The paper tackled intent detection and slot filling in spoken language understanding by designing a Bi-model based RNN semantic frame parsing network that uses two correlated bidirectional LSTMs to jointly model the tasks, achieving state-of-the-art results with about 0.5% intent accuracy improvement and 0.9% slot filling improvement on the ATIS benchmark.

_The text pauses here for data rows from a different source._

Issue #7298, opened 2024-08-28
More native Video support


emilk:
## ✅ Av1
We currently support AV1 on native, using a fast software decoder
* https://github.com/rerun-io/rerun/issues/7605

We currently use `re_rav1d` for this, but if possible we want to change to:
* https://github.com/rerun-io/rerun/issues/7607

## 🏗️ H.264
Work on H.264 support is underway in
* https://github.com/rerun-io/rerun/pull/7658

An alternative we haven't explored is to use
* https://docs.rs/openh264/latest/openh264/

## ❌ Other codecs
Should be doable with the same approach we're using for H.264:
* https://github.com/rerun-io/rerun/issues/7607

jprochazk:
(Note that I made the same mistake as in `re_mp4` and uploaded a bunch of binary files to `rav1d-rs`, which need cleaning up via history rewriting and either be turned into LFS files or removed)

emilk:
@jprochazk I summarized my understanding of `rav1d-rs` in https://github.com/rerun-io/rerun/issues/7575 - feel free to edit/comment

Wumpf:
There's always more codecs we'd like to support, but the ones listed here are all in!

For a full overview what we support check
https://rerun.io/docs/reference/video#codec-support

PR #7557, opened 2024-10-01
Native video support for AV1

emilk:
### What
* Part of https://github.com/rerun-io/rerun/issues/7298

### What
Supports native decoding of AV1 videos.

Downsides: it is extremely slow in debug builds

In release builds it is ok, but there is still A LOT of performance on the table.

### TODO before merging
* https://github.com/rerun-io/rerun/pull/7563
* [x] Re-add `nasm` to `pixi.toml`, because it is needed to compile `rav1d`
* [x] Make the asm-features of `rav1d` opt-in so users don't need `nasm` to compile `rerun`
* [x] Put it behind a feature flag, in case compiling `rav1d` is difficult on some platforms
* [x] Fix error handling so we don't crash on bad videos
* ~Fix performance of debug builds, if possible~
  *  `dav1d` is always fast, but `rav1d` is super-slow in debug builds
* [x] Or show error message in debug builds
* [x] Review moved mp4 demux code to see nothing was lost

### Proof
https://github.com/user-attachments/assets/1b1a0a03-9fac-4fa2-bcae-7beb9591067c

### Checklist
  * Using examples from latest `main` build: [rerun.io/viewer](https://rerun.io/viewer/pr/7557?manifest_url=https://app.rerun.io/version/main/examples_manifest.json)
  * Using full set of examples from `nightly` build: [rerun.io/viewer](https://rerun.io/viewer/pr/7557?manifest_url=https://app.rerun.io/version/nightly/examples_manifest.json)

- [PR Build Summary](https://build.rerun.io/pr/7557)


crates/viewer/re_renderer/src/video/decoder/native_av1.rs
```diff
@@ -0,0 +1,372 @@
...
+
+    #[allow(clippy::unwrap_used)] // block_copy_size can only fail for weird compressed formats
+    let block_size = format
+        .block_copy_size(Some(wgpu::TextureAspect::All))
+        .unwrap();
+
+    let bytes_per_row_unaligned = width_blocks * block_size;
+
+    re_tracing::profile_scope!("write_texture");
+    queue.write_texture(
```
Wumpf, line 355: let's not use queue here but instead our own write belt which can be a lot more efficient
(especially since it allows us to move towards writing the bytes directly into a buffer that is read by gpu, meaning we have a copy less)

Wumpf (commented):
preliminary round or reviewing

Cargo.toml
```diff
@@ -308,6 +309,12 @@ zip = { version = "0.6", default-features = false }
 # Our dev profile has some optimizations turned on, as well as debug assertions.
 [profile.dev]
 opt-level = 1 # Make debug builds run faster
+[profile.dev.package.re_video]
+opt-level = 2 # Speed up CPU-side chroma-upsampling (TODO(#7298): move to GPU)
+[profile.dev.package.rav1d]
+opt-level = 2 # Speed up AV1 video decoding. TODO(emilk): this doesn't work. rav1d is dog slow in dev builds.
```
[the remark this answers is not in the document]
emilk: wdym?

crates/viewer/re_renderer/src/video/decoder/native_av1.rs
```diff
@@ -0,0 +1,372 @@
+// TODO(#7298): decode on native
```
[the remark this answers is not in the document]
emilk: for sure, but maybe a good time to do so is when we have more learnings from ffmpeg (rule of three)

crates/store/re_video/src/decode/av1.rs
```diff
@@ -0,0 +1,469 @@
...
+                        re_log::debug!("Command::Flush");
+                        // All pending frames must have already been decoded, because data sent
+                        // through a channel is received in the order it was sent.
+                        output_frames(should_stop, &mut decoder, on_output);
+                        done.try_send(()).ok();
+                        continue;
+                    }
+
+                    Ok(Command::Reset(done)) => {
+                        re_log::debug!("Command::Reset");
```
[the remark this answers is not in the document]
emilk: Yeah, you are right. I've rewritten it all now to be a lot simpler.

crates/store/re_video/src/decode/av1.rs
```diff
@@ -0,0 +1,469 @@
...
+                parker.park_timeout(Duration::from_millis(100));
+                continue;
+            }
+        }
+    }
+}
+
+fn submit_chunk(decoder: &mut dav1d::Decoder, chunk: Chunk, on_output: &OutputCallback) {
+    re_tracing::profile_function!();
+    econtext::econtext_function_data!(format!("chunk timestamp: {:?}", chunk.timestamp));
```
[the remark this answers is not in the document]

Intent detection and slot filling are two main tasks for building a spoken language understanding(SLU) system. Multiple deep learning based models have demonstrated good results on these tasks . The most effective algorithms are based on the structures of sequence to sequence models (or "encoder-decoder" models), and generate the intents and semantic tags either using separate models or a joint model. Most of the previous studies, however, either treat the intent detection and slot filling as two separate parallel tasks, or use a sequence to sequence model to generate both semantic tags and intent. Most of these approaches use one (joint) NN based model (including encoder-decoder structure) to model two tasks, hence may not fully take advantage of the cross-impact between them. In this paper, new Bi-model based RNN semantic frame parsing network structures are designed to perform the intent detection and slot filling tasks jointly, by considering their cross-impact to each other using two correlated bidirectional LSTMs (BLSTM). Our Bi-model structure with a decoder achieves state-of-the-art result on the benchmark ATIS data, with about 0.5$\%$ intent accuracy improvement and 0.9 $\%$ slot filling improvement.